ResNet: prefer LR=3e-4 with cosine+3 warmup; batch 16; standard augmentation; semi-hard mining; pretrained backbone.
ViT: 8 layers, 8 heads, FF×4, dropout 0.1; LR≈3.5e-4; batch 8; monitor calibration (ECE≈0.02) and AUC.

Metrics We Track (and why)

Triplet losses (train/val): Primary training signal.
Retrieval (R@k, mAP) on embeddings: Practical downstream utility.
Outfit hit rates: Alignment with human-perceived coherence.
Embedding diagnostics: norm stats, inter/intra distances, separation ratio.
Throughput/epoch times: Capacity planning, demo readiness.

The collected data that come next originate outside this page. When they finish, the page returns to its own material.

PR #131, opened 2018-03-20
Add section on Trust Model to the specification.

### LINKED ISSUE #110: Trust Model
The data model talks a lot about trust, but the text is widely dispersed throughout the document.
It would be advisable and helpful to the reader, if all the statements about trust could be brought together into a new section entitled The Trust Model. Here is some strawman text for the new section.

Section X. The Trust Model

The VC trust model is as follows. 

1.	The verifier trusts the issuer to issue the VC that it receives (although this trust could be weakened depending upon the risk assessment of the verifier). 
2.	All entities trust the identifier registry to be un-corruptible and to be a correct record of which identifiers belong to which entities.
3.	The subject trusts the issuer to issue true (i.e. not false) credentials about itself, and to revoke them quickly when requested to do so.
4.	The holder trusts the repository to store his/her VCs securely, to not release them to anyone other than the holder, and to not corrupt or lose them whilst they are in its care.

Note in particular that 
i) the issuer and the verifier do not (need to) trust the repository, and  
ii) the issuer does not (need to) trust the verifier.

msporny:
This PR adds a section on the Trust Model to the specification, which uses a modified version of @David-Chadwick's text. Fixes #110.

***
<a href="https://pr-preview.s3.amazonaws.com/w3c/vc-data-model/pull/131.html" title="Last updated on Apr 18, 2018, 10:15 PM GMT (95d30d1)">Preview</a> | <a href="https://pr-preview.s3.amazonaws.com/w3c/vc-data-model/131/bdb0974...95d30d1.html" title="Last updated on Apr 18, 2018, 10:15 PM GMT (95d30d1)">Diff</a>

### DIFF
--- a/index.html
+++ b/index.html
@@ -513,6 +513,56 @@ that are often, but not required to be, related.
     </section>
 
     <section>
+      <h1>Trust Model</h1>
+
+      <p>
+The Verifiable Credentials trust model is as follows:
+      </p>
+
+      <ol>
+        <li>
+The <a>verifier</a> trusts the <a>issuer</a> to issue the Verifiable Credential
+that it receives. This trust could be weakened depending upon the risk
+assessment of the verifier.
+        </li>
+        <li>
+All entities trust the <a>identifier registry</a> to be un-corruptible and
+to be a correct record of which identifiers belong to which <a>entities</a>.
+        </li>
+        <li>
+The <a>subject</a> trusts the <a>issuer</a> to issue true (i.e. not false)
+<a>credentials</a> about the subject, and to revoke them quickly when
+appropriate.
+        </li>
+        <li>
+The <a>holder</a> trusts the <a>repository</a> to store the
+<a>credentials</a> securely, to not release them to anyone other than the
+<a>holder</a>, and to not corrupt or lose them whilst they are in its care.
+        </li>
+      </ol>
+
+      <p>
+This trust model differentiates itself from other trust models by ensuring that:
+      </p>
+
+      <ul>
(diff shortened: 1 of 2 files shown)


David-Chadwick:
Hi Manu
I dont agree to this PR because it is not simply about the Trust Model, but is also using text from the PR "Clarify that credentials and profiles can be multi-subject. #121" which already has comments  suggesting alternative less ambiguous wording that has 2 thumbs up.
So could we please edit the current PR to be only about the trust model, and then we can vote on that alone, and address the wording of credentials and claims in the other PR
Thankyou

msporny:
@David-Chadwick damn, and how annoying. This PR pulled in some text from another PR I was working on. Yes, I'll remove the bits about the credentials/profiles bit so this PR is only about the trust model.

David-Chadwick:
@msporny Once the credentials/profiles text is removed, the only other comment I have is about the IdP.

+ An identity provider, sometimes abbreviated as <em>IdP</em> is a system
that creates, maintains, and manages identity information for <a>holders</a>
while providing authentication services to <a>relying party</a> applications
within a federation or distributed network. 

In this case the holder is always the subject. Even if the credentials are bearer credentials the assumption is that they will remain with the subject, and if they are not, then they have been stolen by an attacker. Can you add this point please.

msporny:
> Can you add this point please.

Done https://github.com/w3c/vc-data-model/pull/131/commits/da8916e8a0e39fdb5984866f38d408d37b30f1e5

Additional tracked metrics in this report:

ViT calibration (ECE/MCE/Brier) and ROC/PR AUC.
ResNet CMC curves and silhouette scores.

Derived metrics note: When classification metrics across sweeps were unavailable, we used triplet loss as a proxy indicator of retrieval/classification trends and clearly labeled those uses.

Condensed Summary (for slides)

Data scaling improves quality with diminishing returns: ResNet val triplet 0.183→0.152 (2k→106k), ViT 0.462→0.391 (5k→53k).
ResNet (full test): kNN acc 0.958; retrieval R@1/5/10 = 0.682/0.876/0.926; mAP 0.774; silhouette 0.392; latency ≈8.4 ms/img.
ViT (full test): Accuracy 0.908; F1 0.908; ROC-AUC 0.951; PR-AUC 0.934; ECE 0.021; hit@10 0.838; latency ≈1.8 ms/sequence.
Best configs: ResNet lr=3e-4, bs=16, standard aug, semi-hard; ViT 8×8 heads, dropout 0.1, lr=3.5e-4, bs=8.
Sensitivities: Too-high LR degrades final loss; larger batches slightly hurt triplet dynamics; standard aug > none/strong; pretrained > scratch.

Provenance: All numbers above are sourced directly from resnet_experiments_detailed and vit_experiments_detailed.json. Any extrapolations are labeled derived and should be validated before use in research claims.